Santana Marcos V S, Silva-Jr Floriano P
LaBECFar-Laboratório de Bioquímica Experimental e Computacional de Fármacos, Instituto Oswaldo Cruz, Fundação Oswaldo Cruz, Rio de Janeiro, RJ, 21040-900, Brazil.
BMC Chem. 2021 Feb 2;15(1):8. doi: 10.1186/s13065-021-00737-2.
The global pandemic of coronavirus disease (COVID-19) caused by SARS-CoV-2 (severe acute respiratory syndrome coronavirus 2) created a rush to discover drug candidates. Despite the efforts, so far no vaccine or drug has been approved for treatment. Artificial intelligence offers solutions that could accelerate the discovery and optimization of new antivirals, especially in the current scenario dominated by the scarcity of compounds active against SARS-CoV-2. The main protease (M) of SARS-CoV-2 is an attractive target for drug discovery due to the absence in humans and the essential role in viral replication. In this work, we developed a deep learning platform for de novo design of putative inhibitors of SARS-CoV-2 main protease (M). Our methodology consists of 3 main steps: (1) training and validation of general chemistry-based generative model; (2) fine-tuning of the generative model for the chemical space of SARS-CoV- M inhibitors and (3) training of a classifier for bioactivity prediction using transfer learning. The fine-tuned chemical model generated > 90% valid, diverse and novel (not present on the training set) structures. The generated molecules showed a good overlap with M chemical space, displaying similar physicochemical properties and chemical structures. In addition, novel scaffolds were also generated, showing the potential to explore new chemical series. The classification model outperformed the baseline area under the precision-recall curve, showing it can be used for prediction. In addition, the model also outperformed the freely available model Chemprop on an external test set of fragments screened against SARS-CoV-2 Mpro, showing its potential to identify putative antivirals to tackle the COVID-19 pandemic. Finally, among the top-20 predicted hits, we identified nine hits via molecular docking displaying binding poses and interactions similar to experimentally validated inhibitors.

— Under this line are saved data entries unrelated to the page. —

PR #2222, opened 2023-11-28
Fix #2215: passthrough hook should not affect linting

### LINKED ISSUE #2215: `:redundant-let` linter not working inside `deftest` when it has a custom hook
**version**

```
clj-kondo v2023.09.07
```

**platform**

Native

**problem**

We have a custom `:analyze-call` hook defined for `deftest` that looks like this:

```clj
(defn deftest  [{:keys [node], :as arg}]
  ;; you can actually comment this line out and the problem still happens
  (deftest-check-not-horrifically-long node)
  arg)
```

With this config, the `:redundant-let` linter does not work inside `deftest` any more:

image

**repro**

```clj
;; .clj-kondo/config.edn
{:hooks {:analyze-call {clojure.test/deftest hooks.clojure.test/deftest}}}
```

```clj
;; .clj-kondo/hooks/clojure/test.clj
(ns hooks.clojure.test)

(defn deftest [arg]
  arg)
```

```clj
;; test/fail.clj
(ns fail
  (:require [clojure.test :refer [deftest]]))

(deftest my-test
  (let [x 1]
    (let [y 2]
      (assert (not=  x y)))))
```

```sh
# output
clj-kondo --lint test/fail.clj
linting took 7ms, errors: 0, warnings: 0
```

**expected behavior**

Should still warn about redundant-let even if a custom hook is in use

borkdude:
Fixes #2215

### DIFF
--- a/CHANGELOG.md
+++ b/CHANGELOG.md
@@ -22,6 +22,7 @@ For a list of breaking changes, check [here](#breaking-changes).
 - [#1753](https://github.com/clj-kondo/clj-kondo/issues/1753): new linter `:underscore-in-namespace`
 - [#2207](https://github.com/clj-kondo/clj-kondo/issues/2207): New `:condition-always-true` linter, see [docs](doc/linters.md)
 - [#2013](https://github.com/clj-kondo/clj-kondo/issues/2013): Fix NPE and similar errors when linting an import with an illegal token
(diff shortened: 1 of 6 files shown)


borkdude:
TODO: add changelogs

PR #2233, opened 2023-12-05
Fix typos in linters.md

mrkam2:
Fix a few typos.


borkdude:
These aren't strictly typos since Clojure accepts this notation, but I think it's better to go with the mainstream notation, thanks.

mrkam2:
> These aren't strictly typos since Clojure accepts this notation, but I think it's better to go with the mainstream notation, thanks.

You're right, I did a poor job checking. Thanks for merging!

PR #2243, opened 2023-12-15
Lint invalid fn name

borkdude:


tomdl89:
Having taken a look, I'm not sure what you meant by:
> What is missing from this PR (and from mine) is the check for (fn foo/bar []): the error should emphasize that the symbol should be simple
As I think this PR does do that, right?

borkdude:
Yes, indeed, sorry for the confusion

PR #2244, opened 2023-12-15
Add invalid-fn-name linter

tomdl89:
Alternative to #2243

Covers cases such as this:

```clojure
(fn {:foo :bar} [x] (+ x 42))

({:file "<stdin>",
  :row 1,
  :col 1,
  :level :error,
  :message "First arg of fn should be a symbol, params vector or arity clause"})
```

Spun out of #2211

### DIFF
--- a/CHANGELOG.md
+++ b/CHANGELOG.md
@@ -19,7 +19,7 @@ For a list of breaking changes, check [here](#breaking-changes).
 
 ## Unreleased
 
-- ...
+- [#2159](https://github.com/clj-kondo/clj-kondo/issues/2159): New linter, `:invalid-fn-name`
 
 ## 2023.12.15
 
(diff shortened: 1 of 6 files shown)


borkdude:
Any reason we shouldn't just lump this together with other smaller `:syntax` checks? 

#2243 checks whether a name is a simple symbol (simple symbol means that it is not qualified, as checked with `simple-symbol?`), not whether the fn syntax is valid. With `(fn {})` I think it's pretty clear that the user didn't intent to write `{}` as the function's name and I would expect a different error message (possible also under the `:syntax` umbrella).
What is missing from this PR (and from mine) is the check for `(fn foo/bar [])`: the error should emphasize that the symbol should be _simple_.

tomdl89:
Yeah, fair point - it does seem to better suit a syntax check. As you said, no one's going to intend `{}` to be a function name. I'll close this and look at adding the check to #2243 if I can.

PR #2253, opened 2024-01-04
Add `datomic-type-extensions.api/q` to datalog syntax checking

magnars:
This change allows clj-kondo to also lint datalog queries when wrapping datomic.api with type extensions:

https://github.com/magnars/datomic-type-extensions

This commit also includes new tests for all the different datalog libraries.

- [ ] This PR does not correspond to an issue. I considered it a quick fix. I'll be happy to open an issue if necessary.

- [ ] I haven't updated the changelog, again because of the small size and scope of the change.


magnars:
That is already possible :) 

```clj
{:lint-as {datomic-type-extensions.api/q datomic.api/q}}
```

borkdude:
And then linting works?

magnars:
Yes, that seems to do the trick. The same can be said for all the other libs in the list.

borkdude:
Alright then ;)

magnars:
Thanks 🙏😊

Issue #1923, opened 2022-12-20
Check defn names for simple symbol without dots


borkdude:
Bad:

``` clojure
(defn foo.bar []) ;; not enforced by spec, but `(foo.bar)` doesn't work, although `(user/foo.bar)` does
(defn foo/bar []) ;; enforced by spec
```

See https://github.com/babashka/sci/issues/811

PR #2282, opened 2024-02-18
Expand fn literals at threading macroexpand time

tomdl89:

- [x] This PR corresponds to an [issue with a clear problem statement](https://github.com/clj-kondo/clj-kondo/blob/master/doc/dev.md#start-with-an-issue-before-writing-code). ([1923](https://github.com/clj-kondo/clj-kondo/issues/1923))

---

This PR takes the functionality from #2211 which wasn't implemented in #2243.
Namely the work to thread into fn literals (`#()` forms) so invalid names and unused values can be detected.

Before this PR, the following code would not raise a linting error:
```clojure
(-> :foo #(name %))
```
But after it, it raises a "Function name must be simple symbol but got: :foo" error.
This makes sense because the macroexpansion of the above form looks like so:
```clojure
(macroexpand '(-> :foo #(name %)))
;; => (fn* :foo [p1__23143#] (name p1__23143#))
```

Also, before this PR, the following code would not raise a linting error:
```clojure
(->> :foo #(name %))
```
But after it, it raises an "Unused value" error.
This makes sense because the macroexpansion of the above form looks like so:
```clojure
(macroexpand '(->> :foo #(name %)))
;; => (fn* [p1__23147#] (name p1__23147#) :foo)
```

The PR is split into two commits, which should be squashed:

1. Expand fn literals at threading macroexpand time
This is the functional changes:
a. Add separate treatment for `:fn` forms vs other non-lists in `expand->` and `expand->>`
b. Move `%` anaphoric argument handling earlier in `analyze-fn`
c. Add `fn*` to the list of core-syms checked by `analyze-usages2` and `lint-var-usage` (as this is what fn literals expand to)
2. Move expand-fn code & add tests
I think it's clearer to move the `expand-fn` code and its dependencies as a separate step, to show that nothing in it is changed. Added tests & updated the changelog.

### DIFF
--- a/CHANGELOG.md
+++ b/CHANGELOG.md
@@ -17,6 +17,9 @@ For a list of breaking changes, check [here](#breaking-changes).
 <!-- - [ ] update lein-clj-kondo -->
 <!-- - [ ] update carve -->
 
+## Unreleased
+- [#1923](https://github.com/clj-kondo/clj-kondo/issues/1923): Lint invalid fn name for threaded fn literals
+
 ## 2024.02.12
 
 - [#2274](https://github.com/clj-kondo/clj-kondo/issues/2274): Support clojure 1.12 new type hint notations
--- a/src/clj_kondo/impl/analyzer.clj
+++ b/src/clj_kondo/impl/analyzer.clj
@@ -957,9 +957,11 @@
     "Use defn instead of def + fn")))
 
 (defn analyze-fn [ctx expr]
-  (let [ctx (assoc ctx :seen-recur? (volatile! nil))
-        protocol-fn (:protocol-fn expr)
-        ctx (assoc ctx :protocol-fn protocol-fn)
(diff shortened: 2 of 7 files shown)


borkdude:
It seems kind of arbitrary to expand a fn literal specifically in `->` or `->>` (only such that it gives a better message in some cases). I'll have to think a bit more about this.

tomdl89:
Thanks for taking a look @borkdude. Fair point that it's arbitrary to expand fn literals only in `->` and `->>`. I've worked on a new approach which expands the literals earlier in the call stack: before the enclosing list is processed. This means values can be added to the `fn*` body by any macro which takes the fn literal as a direct child, which covers both these threading macros, and any others like `cond->`. Let me know if that's what you were thinking of: https://github.com/clj-kondo/clj-kondo/compare/master...tomdl89:clj-kondo:fn-literal-earlier-expansion

PR #2298, opened 2024-03-05
Fix #1732: warn on shadowed fn param

### LINKED ISSUE #1732: Misleading warning in case of duplicate symbols in function's parameters declaration
**version**

clj-kondo v2022.05.31

**platform**

native on Mac OS and JVM version

**problem**

When by mistake the function's parameter declaration form contains identical symbols in different positions clj-kondo reports about "Unused binding" referring to all but the last such symbols. Clojure does not complain about that and the function will be compiled correctly but potentially it might cause problems which kondo can highlight. However, the current message might bring some confusion.

```clojure
(defn foo [x x] ;; => warning: unused binding x
  (inc x))
```

The same problem happens with destructuring used together with `:as` directive.

Original discussion begins in [slack thread](https://clojurians.slack.com/archives/C053AK3F9/p1655839370235429)

**repro**

```shell
echo '(defn foo [x x] (+ x x))' | clj-kondo --lint -
```

**expected behaviour**

The message could be different stating that there are identical bindings in parameters which will shadow each other.

I'm interested in contributing a PR if this issue seems relevant.

borkdude:


src/clj_kondo/impl/config.clj
```diff
@@ -47,6 +47,7 @@
                                :exclude-destructured-keys-in-fn-args false
                                :exclude-destructured-as false
                                :exclude-defmulti-args false}
+              :shadowed-fn-param-name {:level :warning}
```
NoahTheDuke, line 50: Looks like this should be `:shadowed-fn-param`.

borkdude: You're right, I'll fix it

PR #2333, opened 2024-05-26
Report locations for more reader errors

### LINKED ISSUE #2322: Location missing on literal syntax errors

**version**

clj-kondo v2024.03.13

**platform**

native

**editor**

NA

**problem**

The following syntax errors cause clj-kondo to report an null / incorrect error location and interfere with the reporting of all other linting errors in the file. (this makes it trickier than usual to pinpoint the source of the error)

**repro**

```bash
$ echo '\u12345' | clj-kondo --lint -
<stdin>::: error: Invalid unicode literal: \u12345.
linting took 41ms, errors: 1, warnings: 0

$ echo '\o8' | clj-kondo --lint -
<stdin>::: error: Invalid digit 8 in unicode character \o8.
linting took 66ms, errors: 1, warnings: 0
```
Note the missing line and column locations (this confuses the Emacs flycheck checker)
Also `\o` denotes an octal, not unicode escape.

```bash
$ echo '##' | clj-kondo --lint -
<stdin>:1:3: error: EOF while reading.
linting took 47ms, errors: 1, warnings: 0

$ echo '99r0' | clj-kondo --lint -
<stdin>:1:: error: Radix out of range
linting took 32ms, errors: 1, warnings: 0

$ echo "oops\n\n2r123" | clj-kondo --lint -
<stdin>:1:: error: For input string: "123"
linting took 73ms, errors: 1, warnings: 0
```

In these cases the line number 1 is reported regardless of where the error occurs, and other lint warnings (eg. unresolved symbol) before or after the parsing errors are not reported.
Note too the incomplete error message in the last line.

**config**
NA

**expected behavior**

clj-kondo should report the line/column location of these syntax errors, similar to what it does in other similar situations:
```bash
$ echo "oops\n1.0/3\n\\spcae" | clj-kondo --lint -
<stdin>:1:1: error: Unresolved symbol: oops
<stdin>:2:1: error: Invalid number: 1.0/3.
<stdin>:3:1: error: Unsupported character: spcae.
linting took 71ms, errors: 3, warnings: 0
```

yuhan0:
Fixes #2322
As mentioned in https://github.com/clj-kondo/clj-kondo/issues/2322#issuecomment-2132237967 I added an additional clause to check for `:eof` reader-exception types, which surfaces the correct line numbers for invalid literals such as `##`.

The last commit removes those checks altogether (which I felt was unnecessary and brittle) and refactors the logic for better readability. (ie. subjective, can be left out)

Invalid-radix number literals, also mentioned in the original issue, seem to have a deeper root cause in the inlined tools.reader code which might be better reported upstream.

### DIFF
--- a/CHANGELOG.md
+++ b/CHANGELOG.md
@@ -20,6 +20,7 @@ For a list of breaking changes, check [here](#breaking-changes).
 ## 2024.05.24
 
 - Imports were copied to `.clj-kondo/imports` but weren't pick up correctly. Thanks [@frenchy64](https://github.com/frenchy64) for reporting the bug.
+- [#2333](https://github.com/clj-kondo/clj-kondo/issues/2333): Add location to invalid literal syntax errors
 
 ## 2024.05.22
 
--- a/corpus/invalid_characters.clj
+++ b/corpus/invalid_characters.clj
@@ -1,0 +1,7 @@
+(ns invalid-characters)
+
+\u12345
+\uxyz
+\o12345
+\o400
+\spcae
--- a/corpus/invalid_literals.clj
+++ b/corpus/invalid_literals.clj
@@ -1,0 +1,10 @@
+(ns corpus.invalid-literals)
+
+:
+::
+:foo:
+foo:
+foo/
+:foo/
+##
+##NAN
--- a/corpus/invalid_unicode.clj
+++ b/corpus/invalid_unicode.clj
@@ -1,3 +1,0 @@
-(ns invalid-unicode)
-
-\u12345
--- a/parser/clj_kondo/impl/rewrite_clj/parser/token.clj
+++ b/parser/clj_kondo/impl/rewrite_clj/parser/token.clj
@@ -52,16 +52,11 @@
           (symbol-node reader v s)
           (node/token-node v s)))
       (catch Exception e
-        (if r/*reader-exceptions*
-          (do (let [{:keys [:type :ex-kind]} (ex-data e)]
-                (if (and (= :reader-exception type)
-                         (or (= :reader-error ex-kind)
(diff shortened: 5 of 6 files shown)


yuhan0:
The first commit's change was due to *print-length* being set to 100 in my local CIDER setup, which caused lots of tests to fail with confusing test errors ("map must contain even number of forms") - I eventually tracked it down to the huge `clj-kondo.impl.config/default-config` map being truncated with a stray `...` when being stringified and read back via `main`.

Not sure if there's a more suitable place further up the call stack to wrap with the `binding` form, do let me know if I should amend or remove it from this PR.

borkdude:
I prefer the binding print-length to nil not be part of this PR, as this seems a local dev setup problem. I've never personally encountered this, but if it's an actual problem, it's a separate issue with a repro + PR I'd say

borkdude:
The rest of the PR seems good to me

yuhan0:
Ok, I've removed the commit and added a couple more examples of invalid chars to the corpus.

yuhan0:
Side note: I noticed the inconsistent spacing in the error message for the invalid octal character, which it turns out was fixed in upstream clojure.tools.reader a few years ago: https://github.com/clojure/tools.reader/commit/0b984f95ba9f7e89afb441b4995e27c87b378a4d

Which made me wonder if there have been more important fixes/changes made upstream since it was forked back in 2019? The patches were made in a [monolithic commit](https://github.com/clj-kondo/clj-kondo/pull/296/commits/a11417ab116c3131defa2c2e59d0c9c3aa79e5f2) so it's somewhat difficult to understand how significantly it's diverged from the main repo.

borkdude:
Porting any improvements that actually matter to the forked version of tools.reader are welcome.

由严重急性呼吸综合征冠状病毒2(SARS-CoV-2)引起的冠状病毒病(COVID-19)全球大流行引发了对候选药物的竞相探索。尽管付出了诸多努力,但迄今为止尚无疫苗或药物获批用于治疗。人工智能提供了一些解决方案,可加速新型抗病毒药物的发现和优化,尤其是在当前以针对SARS-CoV-2的活性化合物稀缺为主导的情况下。SARS-CoV-2的主要蛋白酶(M)是药物发现的一个有吸引力的靶点,因为人类体内不存在该蛋白酶,且它在病毒复制中起着至关重要的作用。在这项工作中,我们开发了一个深度学习平台,用于从头设计SARS-CoV-2主要蛋白酶(M)的假定抑制剂。我们的方法包括3个主要步骤:(1)基于通用化学的生成模型的训练和验证;(2)针对SARS-CoV-M抑制剂的化学空间对生成模型进行微调;(3)使用迁移学习训练用于生物活性预测的分类器。经过微调的化学模型生成了超过90%有效的、多样的和新颖的(未出现在训练集中)结构。生成的分子与M的化学空间有很好的重叠,显示出相似的物理化学性质和化学结构。此外,还生成了新型骨架,显示出探索新化学系列的潜力。分类模型在精确召回曲线下的面积优于基线,表明它可用于预测。此外,在针对SARS-CoV-2 Mpro筛选的片段外部测试集上,该模型也优于免费可用的Chemprop模型,显示出其识别假定抗病毒药物以应对COVID-19大流行的潜力。最后,在排名前20的预测命中物中,我们通过分子对接确定了9个命中物,它们显示出与经实验验证的抑制剂相似的结合姿态和相互作用。